Tecrit; asık suratlar, gülmeyen dudaklarda. Canhıraş savrulan küfürde. Yani üç kişiye sığdırılan kahkahada. Böyle bakınca burada tecrit bu. Bunun dışında anlattığım gibi demiri, betonu aşan, buralardan çıkan bir şey tecrit.
İçinde yaşaması da, anlatması da güç…” 7

            F tipleri eski bakan Hikmet Sami Türk’e göre “otel”, son bakan Cemil Çiçek’e göre “misafirhane, konukevi” oldu. Türk ve Çiçek arasında kısa bir dönem Adalet Bakanlığı yapan Aysel Çelikel bu yaklaşımlara katılmadığını belirtse de soruna bir çözüm getirmedi, yahut getiremedi. Çelikel kamuoyunda “onur”, “ikna”, “sohbet” adı verilen genelgeleriyle çözüm bulmaya çalıştı. F tipleri cezaevleriyle birlikte İnfaz Hakimliği de göreve başladı. (…) Tutuklu ve hükümlülerin tepkisini çeken bir başka konuda içinde sivil bulunmayan “İzleme Kurulları” idi. Örneğin Hakkari Cezaevleri izleme Kurulu Başkanlığı’na emniyet müdürü seçildi. Adalet Bakanlığının “cezaevlerini sivillere açıyoruz” demesine karşın kurula üye olmak için 10 yıl kamuda çalışmak gerekiyordu. 8
“F” tipi cezaevlerine sevk amacıyla yapılan Aralık 2000 operasyonundan sonra, infaz rejiminin denetimi amacıyla getirilen “İNFAZ HAKİMLİĞİ” ve CEZAEVLERİ İZLEME KURULLARI” gibi kurumlar ise uygulamada bir iyileştirme getirmemiştir.              Mahkum hakları hukuksal güvence altına alınmadan yaratılan bu kurumların; mevcut uygulamaları meşrulaştırma ötesinde bir işlev yüklenmediği açıkça görülmediği gibi, ülkemizde bugüne kadar uygulanan Ceza infaz rejiminin suçluya yaklaşımında; insana ve insan onuruna saygıyı esas alan, uluslararası standartların getirdiği ölçütler içerisinde, suçluluğu önleyici mekanizmaların yaratıldığı, suçluyu toplumdan soyutlayan değil onu toplumun bir parçası olarak gören çağcıl bir felsefe hiçbir zaman hakim olmamıştır.
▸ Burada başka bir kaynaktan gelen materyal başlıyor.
PR #2661, opened 2023-11-28
Add custom post type for storing guest user data

### LINKED ISSUE #2660: Create custom post type for guest accounts

fjorgemota:
Fixes #2660 

* Add custom post type for storing guest user data

### Testing Instructions

Just check if the code makes sense, considering the purpose for this CPT and also the parameters of the `register_post_type` function. 

----

| Plugin build for 72adc4783d5912aad2990a3ea98e540f1f66ee20 <a href="#"></a> |
| 📦 [Download plugin zip](https://wpjobmanager.com/wp-content/uploads/2023/11/wp-job-manager-zip-2661-72adc478.zip)                       |
| ▶️ [Open in playground](https://wpjobmanager.com/playground/?core=2023/11/2661-72adc478)             |

### DIFF
--- a/includes/class-wp-job-manager-post-types.php
+++ b/includes/class-wp-job-manager-post-types.php
@@ -417,6 +417,34 @@ class WP_Job_Manager_Post_Types {
 				'label_count'               => _n_noop( 'Preview <span class="count">(%s)</span>', 'Preview <span class="count">(%s)</span>', 'wp-job-manager' ),
 			]
 		);
+
+		/**
+		 * Custom post type used to store guest user data.
+		 */
+		register_post_type(
+			'job_guest_user',
+			[
+				apply_filters(
+					'register_post_type_job_guest_user',
+					[
+						'description'         => esc_html__( 'This is where guest user data is stored.', 'wp-job-manager' ),
+						'public'              => false,
+						'show_ui'             => false,
+						'capability_type'     => 'job_guest_user',
+						'map_meta_cap'        => false,
+						'publicly_queryable'  => false,
+						'exclude_from_search' => true,
+						'hierarchical'        => false,
+						'rewrite'             => false,
+						'query_var'           => false,
+						'supports'            => [ 'title', 'custom-fields', 'thumbnail' ],
+						'has_archive'         => false,
+						'show_in_nav_menus'   => false,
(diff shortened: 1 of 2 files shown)


includes/class-wp-job-manager-post-types.php
```diff
@@ -417,6 +417,34 @@ public function register_post_types() {
...
+						'public'              => false,
+						'show_ui'             => false,
+						'capability_type'     => 'job_guest_user',
+						'map_meta_cap'        => false,
+						'publicly_queryable'  => false,
+						'exclude_from_search' => true,
+						'hierarchical'        => false,
+						'rewrite'             => false,
+						'query_var'           => false,
+						'supports'            => [ 'title', 'custom-fields', 'thumbnail' ],
```
mikeyarce: What are your thoughts behind `thumbnail` here?

mikeyarce (approved):
Looks good!  Just left one comment about `thumbnail`.

includes/class-wp-job-manager-post-types.php
fjorgemota: hmmm I was originally thinking about avatars, but I guess those doesn't make a ton of sense for guest users, right? :sweat_smile: 

Removed in a80c0634201fd7176996eb30db862d33c5bddfd9. Thanks!

thedebian (approved):
👍 
Could you replace "job_guest_user" with a public constant PT_GUEST_USER in WP_Job_Manager_Post_Types, and use it in $custom_post_types ?
Same for the capability_type, it can be CAP_GUEST_USER.
I'll create a card to do the same for all the custom post types/taxonomies there, it'll make the code cleaner and less error-prone

includes/class-wp-job-manager-post-types.php
yscik: We'll use Gravatar! :)

fjorgemota:
Hey, thanks for the review! 

> Could you replace "job_guest_user" with a public constant PT_GUEST_USER in WP_Job_Manager_Post_Types, and use it in $custom_post_types ?
> Same for the capability_type, it can be CAP_GUEST_USER.

Done in 72adc4783d5912aad2990a3ea98e540f1f66ee20, could you take a quick last look? :eyes:

PR #2662, opened 2023-11-28
Add option to determine how to handle shortcodes in job listings

### LINKED ISSUE #1146: Disable shortcode use in job submission

fjorgemota:
Fixes #1146 

* Add option to determine how to handle shortcodes in job listings

### Testing Instructions

Using this branch of WPJM:

1. Create a new job listing
2. Use a valid shortcode on the description of that job listing, you can for instance use this as post content:

```
Test

[job_apply id=”X”]

Another Test
```
3. Check the job listing on the frontend (the individual job listing page), make sure the shortcode runs as usual
4. Now, on wp-admin, go to "Job Manager" -> "Settings" -> "Job Listings" and check the option "Strip Shortcodes" (that option should be disabled by default)
5. Go back to the individual job listing page for the job listing you just created and make sure the shortcode DOESN'T RUN at all, like, make sure it is actually stripped from the page.

### Release Notes

- Add option to strip shortcodes from the job description

### Screenshot / Video

New option to strip shortcodes

### Notes

Just for the sake of documentation, initially I was going to add an option to Allow Shortcodes (the current default), Keep them (by just not running them at all) or Strip them (which is what I'm doing here). This was done until commit 61ca9ae8cfb11faac1334713af38484bb6fbfe48, so if you want to check out that approach too, you can. I decided to simplify things because the option to Keep the shortcodes was a bit...potentially troublesome, in special because it might not work because of third-party plugins/themes. So just allowing to strip them sounded easier.

----

| Plugin build for 744a58e56eeb9ace2a79570cd88f23f0ac9e36ed <a href="#"></a> |
| 📦 [Download plugin zip](https://wpjobmanager.com/wp-content/uploads/2023/11/wp-job-manager-zip-2662-744a58e5.zip)                       |
| ▶️ [Open in playground](https://wpjobmanager.com/playground/?core=2023/11/2662-744a58e5)             |


gikaragia (approved):
I was thinking that this might be troublesome for descriptions that want to include a string with the shortcode format (i.e. [a string]) but it seems that this only removes the shortcodes that exist. So [jobs] will be removed but [a job] will not.

LGTM!

yscik:
Hm I'm not sure that removing text from the content because they match a shortcode is a good idea, hard to justify to job posters why [jobs] disappears from a description but [something] doesn't. 

We could escape the shortcodes instead, or better yet, if possible, not run the shortcode processing for the description if the option is off.

fjorgemota:
Hey.

It is a bit weird, but it is basically what the [current snippet that we published on our docs](https://wpjobmanager.com/document/developer-reference/code-snippets/wpjm-core-snippets/#strip-shortcodes-from-the-job-description) does, anyway. I'm just adding an option so the user doesn't need to add a custom snippet on WPJM just to handle thuis.

> We could escape the shortcodes instead, or better yet, if possible, not run the shortcode processing for the description if the option is off.

That said, while implementing this PR, I tried to take this approach but quickly found out that it is hard to implement this in a way that other third-party plugins/themes don't break the functionality. See the notes and if possible checkout https://github.com/Automattic/WP-Job-Manager/commit/61ca9ae8cfb11faac1334713af38484bb6fbfe48 to see what I did here. I also published a P2 about this on pbFulr-XQ-p2, too.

12.5.2003 tarihinde meclise sevk edilen ve “DÖNMEZER Tasarısı” olarak bilinen TCK tasarısının bir etki olarak Meclise sevk edilen ve halen Adalet Komisyonu incelemesinde bulunan CEZA VE TEDBİRLERİN İNFAZI HAKKINDAKİ KANUN tasarısında da, ceza infaz rejiminin suç ve suçluya olan geleneksel yaklaşımı değişmemiştir. 9
            İnfaz Hakimlikleri, cezaevleri yönetimlerinin ve disiplin kurullarının her türlü uygulama ve kararlarını onaylama, bu kararlara gerekçe bulma makamı gibi çalışmaktadırlar. Bu amaçla yazılan ve demagojik gerekçelerle süslenen kararlar azımsanmayacak sayıdadır. Adalet Bakanlığının basın açıklaması ya da cezaevi müdürünün talimatnamesiyle yargı karar metni arsındaki üslup farkı dahi İnfaz Hakimliklerinin birçok kararında ortadan kalkar. İnfaz Hakimi, hastaneye gitmek için beş aramadan geçen hücredeki mahpusun “apış arasının” dahi aranmasını görevlilere mecbur kılarken bir de mahpustan anlayış ve hoşgörü talep eder:
            “…şapka, ayakkabı, çorap içleri, apış araları, elbise araları gibi kısımlar dahil ciddi detaylı arama yapılır. Görevliler bunu yapmaya mecburdur. İşte böyle zamanlarda arama yapanlarla yapılanların karşılıklı anlayışlı ve hoşgörülü olmaları… bu işin kendi menfaatleri ve görev icabı yapıldığını takdir etmeleri gerekir.”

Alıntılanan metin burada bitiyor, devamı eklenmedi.